使用於佈局相依效應之佈局萃取器實現

Abstract

隨著CMOS製程的持續演進，電晶體的閘極長度與閘極寬度已達到數十奈米等級，在相同的單位面積可容納更多的電晶體個數，製程技術的開發使得現行資訊產品的功能越來越強大。許多先進製程技術讓電晶體的電性表現更為出色，但這也讓設計端隨之產生新的挑戰。尤其是奈米等級的製程，不管是在元件模型的建立與萃取、設計工具的流程等等，都必須因應這些更為複雜的元件特性與相依效應而改變。

本論文討論各種佈局相依效應，並且完成了一個可萃取各種佈局相依效應之佈局萃取器，使得電路設計者在初期階段就可以進行快速的佈局萃取，進而了解電路受到這些相依效應的影響程度並即時修改電路，原本需要到驗證階段才能得知的相依效應影響在設計階段就可得知，加快了設計往返時間。本篇論文亦使用了一個 28nm 製程的類比電路進行此萃取器之驗證，並得到小於百分之一的pre-layout 與 post-layout simulation 誤差。

As CMOS process continuous scaling, both transistor’s gate width and gate length are on a scale of nano-meters. Thanks to the new process technologies, a single chip carries enormous amount of transistors. Those technological advances enable higher sophisticated system in the foreseeable future. On the other hand, they also lead to many layout proximity effects. The effects impact not only on transistor’s electrical characteristics, but also in device modeling, model extraction and circuit design flows.

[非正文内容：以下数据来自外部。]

PR #19540, opened 2023-08-08
BTS-1546: Fix buffer overflow in crashdump

neunhoef:
### Scope Purpose

This fixes a buffer overflow in the crash dumper, which was observed in
the wild and prevented us from getting stack traces at all.

3.11 backport: https://github.com/arangodb/arangodb/pull/19546
3.10 backport: https://github.com/arangodb/arangodb/pull/19547


dothebart (approved):
LGTM.
imho
```
void appendNullTerminatedString(std::string_view src, char*& dst) {		
```
should be deleted.

lib/CrashHandler/CrashHandler.cpp
```diff
@@ -407,14 +410,18 @@ void logBacktrace() try {
...
             // pad frame id to 2 digits length
             *p++ = ' ';
           }
-          p += arangodb::basics::StringUtils::itoa(uint64_t(frame), p);
+          if (BYTES_LEFT(buffer, p) > 19) {
+            p += arangodb::basics::StringUtils::itoa(uint64_t(frame), p);
+          }
 
-          appendAddress(pc, base, p);
+          if (BYTES_LEFT(buffer, p) > 16) {
```
jsteemann, line 422: IMHO `appendAddress()` can append up to 23 bytes.

lib/CrashHandler/CrashHandler.cpp
```diff
@@ -179,28 +185,37 @@ void appendHexValue(unsigned char const* src, size_t len, char*& dst,
...
-void appendAddress(unw_word_t pc, long base, char*& dst) {
+void appendAddress(unw_word_t pc, long base, size_t bytesLeft, char*& dst) {
+  char* begin = dst;
   if (base == 0) {
     // absolute address of pc
-    appendNullTerminatedString(" [$0x", dst);
-    appendHexValue(reinterpret_cast<unsigned char const*>(&pc),
-                   sizeof(decltype(pc)), dst, false);
+    appendNullTerminatedString(" [$0x", bytesLeft, dst);
+    if (bytesLeft - (dst - begin) >= 2 * sizeof(decltype(pc))) {
```
jsteemann, line 205: The left side of the comparison can underflow if `bytesLeft < (dst - begin)`, and then it will always evaluate to `true`.

jsteemann: It should rather be `if (bytesLeft >= (dst - begin) + 2 * sizeof(decltype(pc)))`

lib/CrashHandler/CrashHandler.cpp
```diff
@@ -430,21 +469,25 @@ void logBacktrace() try {
...
               // in this case, append mangled version. still better than nothing
-              appendNullTerminatedString(mangled, p);
+              appendNullTerminatedString(mangled, BYTES_LEFT(buffer, p), p);
             }
             // print offset into function
-            appendNullTerminatedString(" (+0x", p);
-            appendHexValue(reinterpret_cast<unsigned char const*>(&offset),
-                           sizeof(decltype(offset)), p, true);
-            appendNullTerminatedString(")", p);
+            appendNullTerminatedString(" (+0x", BYTES_LEFT(buffer, p), p);
```
dothebart, line 480: imho 0x should as well be in the if.

lib/CrashHandler/CrashHandler.cpp
neunhoef: Since we used `bytesLeft` in the first call to `appendNullTerminatedString`, `(dst - begin)` can never be larger than `bytesLeft`, therefore the difference cannot underflow.

lib/CrashHandler/CrashHandler.cpp
neunhoef: Fixed.

lib/CrashHandler/CrashHandler.cpp
neunhoef: Fixed in the meantime.

lib/CrashHandler/CrashHandler.cpp
neunhoef: Fixed to make it more understandable.

dothebart (approved):

lib/CrashHandler/CrashHandler.cpp
```diff
@@ -430,21 +473,25 @@ void logBacktrace() try {
...
               // in this case, append mangled version. still better than nothing
-              appendNullTerminatedString(mangled, p);
+              appendNullTerminatedString(mangled, BYTES_LEFT(buffer, p), p);
             }
             // print offset into function
-            appendNullTerminatedString(" (+0x", p);
-            appendHexValue(reinterpret_cast<unsigned char const*>(&offset),
-                           sizeof(decltype(offset)), p, true);
-            appendNullTerminatedString(")", p);
+            if (BYTES_LEFT(buffer, p) >= 20) {
```
jsteemann, line 484: appendHexValue will append 16 bytes, and the string before can append 5 bytes (` (+0x`).
```suggestion
            if (BYTES_LEFT(buffer, p) >= 21) {
```

mpoeter (changes requested):
I _really_ don't like this code! We are adding a lot of additional complexity all over the place. Can we please use a proper stream/buffer implementation that handles handles all this internally?

jsteemann (approved):
LGTM

neunhoef:
I am totally fine with refactoring this more. This all started because I got a core dump from Willi today and found that the stack frame in the crashing thread had been overwritten by the buffer overflow. I first tried to do a very small fix of only a few lines which would have caught the actual issue at hand. But then reviewers - rightfully - wanted to protect once and for all, so I did the necessary changes to protect us in all places where this critical function was used.
I agree that it is now not very tidy. The fundamental problem here is that we want to avoid memory allocations on the heap when we are in the crash handling situation. Therefore we need a special solution and cannot work with the usual approaches.
Jan has agreed to look into this and implement a small special purpose class to handle all this more cleanly. So let's try this next.

jsteemann:
@markuspf @mpoeter : I created a small buffer utility class and made the CrashHandler use it now.
The buffer utility class is protected against buffer overflows and has a separate unit test.
Please re-review.

dothebart (approved):
much cleaner now. Nice. 
`mangled` would not benefit from this new class?

lib/Basics/SizeLimitedString.h
```diff
@@ -0,0 +1,160 @@
...
+        recalculateState();
+      }
+    }
+    return *this;
+  }
+
+  // append a hex-encoded value.
+  // will append up to as many bytes as there is remaining space in the buffer.
+  template<typename T>
+  SizeLimitedString& appendHexValue(T value, bool stripLeadingZeros) noexcept {
```
neunhoef, line 117: On a big endian platform this will write out the hex value in the wrong order. Should we bother?

neunhoef (commented):
LGTM, with the small exception of the endianess, should we bother?

neunhoef (commented):
LGTM.

lib/Basics/SizeLimitedString.h
```diff
@@ -0,0 +1,181 @@
...
+    recalculateState();
+  }
+
+  SizeLimitedString& append(std::string_view data) noexcept {
+    return append(data.data(), data.size());
+  }
+
+  SizeLimitedString& append(char const* data) noexcept {
+    return append(data, strlen(data));
+  }
```
mpoeter, line 87: This can be removed. `std::string_view` has an implicit conversion constructor from `char*`. In case of string literals this is even performed at compile time.

lib/Basics/SizeLimitedString.h
```diff
@@ -0,0 +1,181 @@
...
+          push_back(chars[c & 0xfU]);
+          stripLeadingZeros = false;
+        }
+        ++p;
+      }
+      if (stripLeadingZeros) {
+        push_back('0');
+      }
+    }
+    return *this;
```
mpoeter, line 163: This can be simplified as follows:
```cpp
    std::array<unsigned char, sizeof(T)> buffer[sizeof(T)];
    memcpy(buffer, &value, sizeof(T));
    if constexpr (basics::isLittleEndian()) {
      std::reverse(buffer.begin(), buffer.end());
    }

    // stringify value. if string is already full, this may do some
    // iterations, but not append to the buffer. we are not optimizing for
    // this case.
    constexpr char chars[] = "0123456789abcdef";
    for (auto c : buffer) {
      if (!stripLeadingZeros || (c >> 4U) != 0) {
        push_back(chars[c >> 4U]);
        stripLeadingZeros = false;
      }
      if (!stripLeadingZeros || (c & 0xfU) != 0) {
        push_back(chars[c & 0xfU]);
        stripLeadingZeros = false;
      }
    }
    if (stripLeadingZeros) {
      push_back('0');
    }

    return *this;
```

lib/CrashHandler/CrashHandler.cpp
```diff
@@ -142,156 +145,84 @@ std::atomic<char const*> stateString = nullptr;
...
     // dump address that was accessed when the failure occurred (this is
     // somewhat likely a nullptr)
-    appendNullTerminatedString(" accessing address 0x", p);
-    unsigned char const* x =
-        reinterpret_cast<unsigned char const*>(info->si_addr);
-    unsigned char const* s = reinterpret_cast<unsigned char const*>(&x);
-    appendHexValue(s, sizeof(unsigned char const*), p, false);
+    buffer.append(" accessing address 0x");
+    auto const* x = reinterpret_cast<void const*>(info->si_addr);
+    buffer.appendHexValue(x, false);
```
mpoeter, line 199: Wouldn't this suffice?
```suggestion
    buffer.appendHexValue(info->si_addr, false);
```

lib/CrashHandler/CrashHandler.cpp
```diff
@@ -142,156 +145,84 @@ std::atomic<char const*> stateString = nullptr;
...
     // AT_PHDR points to the program header, which is located after the ELF
     // header. This allows us to calculate the base address of the executable.
     auto baseAddr = getauxval(AT_PHDR) - sizeof(Elf64_Ehdr);
-    appendNullTerminatedString(" - image base address: 0x", p);
-    unsigned char const* x = reinterpret_cast<unsigned char const*>(baseAddr);
-    unsigned char const* s = reinterpret_cast<unsigned char const*>(&x);
-    appendHexValue(s, sizeof(unsigned char const*), p, false);
+    buffer.append(" - image base address: 0x");
+    auto const* x = reinterpret_cast<void const*>(baseAddr);
+    buffer.appendHexValue(x, false);
```
mpoeter, line 212:
```suggestion
    buffer.appendHexValue(baseAddr, false);
```

lib/CrashHandler/CrashHandler.cpp
```diff
@@ -142,156 +145,84 @@ std::atomic<char const*> stateString = nullptr;
...
-      appendNullTerminatedString(prefix, p);
-      unsigned char const* s =
-          reinterpret_cast<unsigned char const*>(&ctx->uc_mcontext.gregs[reg]);
-      appendHexValue(s, sizeof(greg_t), p, false);
+  if (auto ctx = static_cast<ucontext_t*>(ucontext); ctx) {
+    auto appendRegister = [ctx, &buffer](char const* prefix, int reg) {
+      buffer.append(prefix);
+      auto const* s =
+          reinterpret_cast<greg_t const*>(&ctx->uc_mcontext.gregs[reg]);
+      buffer.appendHexValue(*s, false);
```
mpoeter, line 223:
```suggestion
      buffer.appendHexValue(ctx->uc_mcontext.gregs[reg], false);
```

mpoeter (approved):
This is _much_ better than what we had before!

I think there are still a view things that can be simplified a bit, but otherwise LGTM.

mpoeter (approved):

markuspf (approved):

PR #19542, opened 2023-08-08
[BTS-1544][DEVEL] _system db not reporting its sharding property correctly

hkernbach:
### Scope & Purpose

The _system database has not been reporting its sharding value properly.
This PR fixes the behavior. 

- [x] :hankey: Bugfix

### Checklist

- [x] Tests
  - [x] **integration tests**
- [x] Backports
  - [x] Backport for 3.11: *(Please link PR)*

#### Related Information

- [x] Enterprise PR: https://github.com/arangodb/enterprise/pull/1347
- [x] GitHub issue / Jira ticket: https://arangodb.atlassian.net/browse/BTS-1544


arangod/VocBase/VocbaseInfo.cpp
```diff
@@ -346,6 +346,16 @@ VocbaseOptions getVocbaseOptions(ArangodServer& server, VPackSlice options,
...
 
   bool haveCluster = server.hasFeature<ClusterFeature>();
+  {
+    // We need to also take care of the `cluster.force-one-shard` option here.
+    // It set, the entire cluster is forced to be a OneShard deployment.
+    if (haveCluster) {
+      if (server.getFeature<ClusterFeature>().forceOneShard()) {
+        vocbaseOptions.sharding = "single";
+      }
+    }
```
jsteemann, line 356: Is this actually correct?
What if the cluster was created initially without `--cluster.force-one-shard`, then the `_system` database was set up without OneShard option, and then the cluster got restarted with `--cluster.force-one-shard true`?
Then we would report being a OneShard database here although we aren't.

hkernbach: @jsteemann Is this specific case then not fetched during start up time?

jsteemann: The problem is that the `_system` database is created in a very different way in an initally empty cluster.
It is created via `Upgrade::createDB(...)`, and this method does not set the `{ sharding: "single" }` attribute if `--cluster.force-one-shard` it set.
We should fix the issue _there_ and not fake the result of some function and return a _wrong_ value for an existing `_system` database which is not set up as a OneShard database.

markuspf (changes requested):
Looks mostly ok to me, I'd prefer to do the unrelated removal of the static strings in a separate PR though.

markuspf (approved):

In this thesis, we discussed different types of layout proximity effect and also realized a layout context extractor. The extractor detected the transistor’s placement context and reported it back to the design circuit. It shortens design cycle and minimize the uncertainty gap between pre-layout and post-layout simulations. The extractor was validated by a 28nm analog design circuit with BSIM4.6 model and achieved less than 1% difference between pre-layout and post-layout simulations.